- Born: Mary Frances Lemass 3 September 1925 Dublin, Ireland
- Died: 17 March 2017 (aged 91) Dublin, Ireland
- Resting place: St. Fintan's Cemetery, Sutton, Dublin, Ireland
- Education: University College Dublin
- Known for: Spouse of the Taoiseach (1979–1981, 1982, 1987–1992)
- Spouse: Charles Haughey ​ ​(m. 1951; died 2006)​
- Children: 4, including Seán
- Parents: Seán Lemass; Kathleen Hughes;
- Relatives: Noel Lemass (brother); Eileen Lemass (sister-in-law);

= Maureen Haughey =

Wife of Charles Haughey

Maureen Haughey (3 September 1925 – 17 March 2017) was the wife of Charles Haughey, who served as Taoiseach on three occasions.

==Biography==
She was born in Dublin, the eldest daughter of Seán Lemass, the recently elected TD for Dublin South and future Taoiseach, and Kathleen Hughes. After completing her secondary education she was struck down with tuberculosis in 1943. After spending a year recovering in hospital, she later studied at University College Dublin (UCD) where she received a degree in commerce.

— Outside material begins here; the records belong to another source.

PR #15418, opened 2022-03-21
Refactor core-load-paths to use an in-line function

bryce-carson:
- Remove the two functions that add directories to the load path.
- Add a lambda funcall to the dolist and remove the call to the first of the two functions that this commit would remove.

### DIFF
--- a/core/core-load-paths.el
+++ b/core/core-load-paths.el
@@ -115,7 +115,7 @@
 
 ;;;; Load Paths
 (dolist (subdirectory '(nil "libs/" "libs/spacemacs-theme/" "libs/forks/"))
-  (let (path (concat spacemacs-core-directory subdirectory))
+  (let ((path (concat spacemacs-core-directory subdirectory)))
     (if (file-exists-p path)
        (add-to-list 'load-path path)
      (error "The directory %s does not exist and cannot be added to the `load-path'." path))))
--- a/core/core-load-paths.el
+++ b/core/core-load-paths.el
@@ -114,20 +114,11 @@
 (setq pcache-directory (concat spacemacs-cache-directory "pcache/"))
 
 ;;;; Load Paths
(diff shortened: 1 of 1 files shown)


lebensterben:
- indentation isn't correct.
- no need to (funcall (lambda () ...). just modifying the load path suffices.

bryce-carson:
@lebensterben is the PR ready now with 91a8938?

It wasn't *necessary*, but I thought making the variable names more explicit would be good to do as well.

bryce-carson:
Wait... the `let` form is entirely unnecessary. One last commit then I'll leave it up to you.

core/core-load-paths.el
```diff
@@ -114,20 +114,11 @@
...
-  (when (file-exists-p dir)
-    (spacemacs//add-to-load-path dir)))
-
-(dolist (suffix '(nil "libs/" "libs/spacemacs-theme/" "libs/forks"))
-  (spacemacs//add-to-load-path (concat spacemacs-core-directory suffix)))
+(dolist (subdirectory '(nil "libs/" "libs/spacemacs-theme/" "libs/forks/"))
+  (let ((path (concat spacemacs-core-directory subdirectory)))
+    (if (file-exists-p path)
+       (add-to-list 'load-path path)
+     (error "The directory %s does not exist and cannot be added to the `load-path'." path))))
```
dalanicolai, line 121: I guess, as previously, the 'error' alternative wasn't there, it is better to use `display-warning`  (or the shorter `lwarn`) here

lebensterben: It's okay to use `error` here, because if any of the load paths does not exist, something is really wrong.

lebensterben: It's okay to use `error` here, because if any of the load paths does not exist, something is really wrong.

smile13241324 (approved):

smile13241324:
Looks good, still I want to do a quick test when I am back at home before merging.

smile13241324:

During her studies at UCD, she was introduced to Charles Haughey. They married on 18 September 1951. They had four children: Eimear, Conor, Ciarán and Seán.

Her husband was elected as a TD for Dublin North-East in 1957 before later serving in a range of ministerial positions including Justice, Agriculture, Finance, Health and Social Welfare. He was elected leader of Fianna Fáil and Taoiseach in 1979. During her time as wife to the Taoiseach she kept a low profile and had enjoyed a background role in her husband's political career.

Maureen Haughey's brother Noel Lemass also served as a Fianna Fáil TD, while her sister-in-law, Eileen Lemass, also served as a member of Dáil Éireann. Her youngest son, Seán Haughey, has served as Lord Mayor of Dublin and was a TD and has previously been a Minister of State.

After stepping down as Taoiseach in 1992, Charles Haughey's retirement was dogged with controversy, with the Moriarty Tribunal investigating a series of payments that he received from senior businessmen over an 18-year period. At one stage, he faced criminal charges for obstructing the work of the tribunal. He was also found to have spent large sums of Fianna Fáil money on Charvet shirts and dinners at the exclusive Le Coq Hardi restaurant in Dublin. In May 1999, gossip columnist Terry Keane revealed on The Late Late Show that Charles Haughey had conducted a 27-year relationship with her.

Haughey was widowed on 13 June 2006, when her husband died of prostate cancer. They had been married for 55 years. In 2008, she left Abbeville, her home of 39 years. She died on 17 March 2017, aged 91.

==Bibliography==
- Horgan, John, Seán Lemass - the Enigmatic Patriot. (Gill and Macmillan, Dublin, 1997).